Issue #6405, opened 2025-02-25
fast optimizations are run twice when compiling and running with LLVM backend


gxyd:
I applied the below diff to the LFortran source code:
```diff
diff --git a/src/bin/lfortran.cpp b/src/bin/lfortran.cpp
index c7b09d9a8..3c81a9086 100644
--- a/src/bin/lfortran.cpp
+++ b/src/bin/lfortran.cpp
@@ -1078,6 +1078,7 @@ int compile_src_to_object_file(const std::string &infile,
     }
 
     if (compiler_options.po.fast) {
+        std:: cout << "Applying optimizations for second time\n";
         t1 = std::chrono::high_resolution_clock::now();
         e.opt(*m->m_m);
         t2 = std::chrono::high_resolution_clock::now();
diff --git a/src/lfortran/fortran_evaluator.cpp b/src/lfortran/fortran_evaluator.cpp
index fdd48d0da..5305ef683 100644
--- a/src/lfortran/fortran_evaluator.cpp
+++ b/src/lfortran/fortran_evaluator.cpp
@@ -388,6 +388,7 @@ Result<std::unique_ptr<LLVMModule>> FortranEvaluator::get_llvm3(
     }
 
     if (compiler_options.po.fast) {
+        std::cout << "Applying optimizations for first time\n";
         e->opt(*m->m_m);
     }
 
```

and then re-building LFortran and for the below Fortran program:
```f90
program main
    implicit none
    print *, "Hello world"
end program main

```

and running it with LFortran with `--fast` flag, I get the below output:
```console
> lfortran test.f90 --fast
Applying optimizations for first time
Applying optimizations for second time
Hello world
```

which indicates that we apply the fast optimizations twice. Probably a bug

PR #6628, opened 2025-03-15
fix: don't apply LLVM optimizations twice

gxyd:
## Description

Fixes https://github.com/lfortran/lfortran/issues/6405


src/lfortran/fortran_evaluator.cpp
```diff
@@ -382,16 +389,11 @@ Result<std::unique_ptr<LLVMModule>> FortranEvaluator::get_llvm3(
...
     } else {
         LCOMPILERS_ASSERT(diagnostics.has_error())
         return res.error;
     }
-
-    if (compiler_options.po.fast) {
-        e->opt(*m->m_m);
-    }
-
-    return m;
```
Pranavchiku, line 394: We can't do this because there are places where we simply call `get_llvm3` without going through `get_llvm2`, ex: `compile_src_to_object_file` in `lfortran.cpp`

Pranavchiku (changes requested):
left a comment above

src/lfortran/fortran_evaluator.cpp
gxyd: There are three places where `get_llvm3` is used, i.e.
1. `compile_src_to_object_file` (in lfortran.cpp), which already applies optimizations, hence applied the LLVM optimizations twice in current *main*
2. `evaluate` (in fortran_evaluator.cpp), where LLVM optimizations are applied explicitly in that function itself
3. `get_llvm2` (in fortran_evaluator.cpp), same as `evaluate`, where the LLVM optimizations are applied explicitly now.

gxyd: I couldn't really understand the concern here.

src/bin/lfortran.cpp
```diff
@@ -1204,13 +1204,7 @@ int compile_src_to_object_file(const std::string &infile,
...
     }
 
-    if (compiler_options.po.fast) {
-        t1 = std::chrono::high_resolution_clock::now();
-        e.opt(*m->m_m);
-        t2 = std::chrono::high_resolution_clock::now();
-        time_opt = std::chrono::duration_cast<std::chrono::microseconds>(t2 - t1).count();
-    }
-
+    // time_opt evaluation needs to be done
```
gxyd, line 1207: Will remove this line, but before I do, I'll wait for the CI checks to pass/fail.

src/lfortran/fortran_evaluator.cpp
gxyd: I've attempted to address this comment in the latest few commits.

Pranavchiku:
I’ll review and merge tomorrow morning.

Pranavchiku (approved):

____

:: Exercise directions ::
Only lines holding the word "string" are wanted, so copy each of them from the records above.

:: Answer to this problem ::
@@ -1078,6 +1078,7 @@ int compile_src_to_object_file(const std::string &infile,
@@ -1204,13 +1204,7 @@ int compile_src_to_object_file(const std::string &infile,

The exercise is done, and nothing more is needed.